**DATASET RECORDS:**
_ _ _ _ _ _ _
PR #1929, opened 2018-01-17
Implemented critical hits

Encritary:
## Introduction

Implemented critical hits. It works when player is: not flying, not sprinting, falling, not having blindness effect, not inside of water. It deals +50% of original damage(ex. diamond sword deals 7 damage and with critical it will deal 10.5 damage).

### API changes

It adds new modifier: `EntityDamageEvent::MODIFIER_CRITICAL`.

## Tests

Test's results in screenshots:
Damage
Critical hit


Encritary:
Uhm, wait, what's wrong with Travis CI build? o.o

Encritary:
@dktapps can you please restart Travis CI build?

Muqsit:
But why +50% the original damage? Why not 30 or 40?

dktapps:
@Muqsit https://minecraft.gamepedia.com/Damage#Critical_Hits

dktapps:
Travis is misbehaving again, it's not an issue specific to the PR.

You can run a Travis tests locally if you have git bash by running `./tests/travis.sh` from the repository root.

Muqsit:
@dktapps the wiki says `150% of Item::getAttackPoints() + pots`

`While falling, melee attacks deal a critical hit (150% of the weapon's damage including potion effects, but before enchantments are applied, rounded down to the nearest hit point).`

dktapps:
so 150% of the damage incoming from the attacker (of which the handling is currently very scattered and messy). EvE really does need a lot of cleaning up.

src/pocketmine/Player.php
```diff
@@ -2413,6 +2413,14 @@ public function handleInventoryTransaction(InventoryTransactionPacket $packet) :
 							$ev->setCancelled();
 						}
 
+						if(!$this->isSprinting() and !$this->isFlying() and $this->fallDistance > 0 and !$this->hasEffect(Effect::BLINDNESS) and !$this->isInsideOfWater()){
+							$ev->setDamage($ev->getDamage() / 2, EntityDamageEvent::MODIFIER_CRITICAL);
+							$pk = new AnimatePacket();
+							$pk->action = AnimatePacket::ACTION_CRITICAL_HIT;
+							$pk->entityRuntimeId = $target->getId();
+							$this->server->broadcastPacket($target->getViewers(), $pk);
```
dktapps: This shouldn't be here. If a plugin changes this, then critical particles should not be broadcasted.

dktapps:
@Encritary stop spamming.

Encritary:
Travis CI is ill today ._.

src/pocketmine/Player.php
```diff
@@ -2413,6 +2413,10 @@ public function handleInventoryTransaction(InventoryTransactionPacket $packet) :
 							$ev->setCancelled();
 						}
 
+						if(!$this->isSprinting() and !$this->isFlying() and $this->fallDistance > 0 and !$this->hasEffect(Effect::BLINDNESS) and !$this->isInsideOfWater()){
+							$ev->setDamage($ev->getDamage() / 2, EntityDamageEvent::MODIFIER_CRITICAL);
```
zKoz210: `$ev->getDamage() / 2` - 150%?

Muqsit: yeah, but instead of setting the base damage to 150% of the base damage directly, the extra 50% is handled by a different modifier.

zKoz210: @Muqsit right, I forgot about this, thanks.

src/pocketmine/Player.php
```diff
@@ -2431,6 +2431,9 @@ public function handleInventoryTransaction(InventoryTransactionPacket $packet) :
 							$pk->action = AnimatePacket::ACTION_CRITICAL_HIT;
 							$pk->entityRuntimeId = $target->getId();
 							$this->server->broadcastPacket($target->getViewers(), $pk);
+							if($target instanceof Player){
```
jojoe77777: Or you could broadcast the packet to `$this->getViewers()` and `$this`

Encritary: @jojoe77777 no difference. In most times viewers of both attacker and target are same.

dktapps: Do all players see critical hit particles? I was under the impression that only the attacker saw them.

src/pocketmine/Player.php
dktapps: This should be `getFinalDamage()`.

dktapps:
Looks reasonable. Please rebase the branch on top of current master.

Encritary:
@dktapps done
_ _ _ _ _ _ _
**TASK REQUIREMENTS:**
Going through the records above, count the lines that include the word "build". Give the number alone.

**RESPONSE BELOW:**
2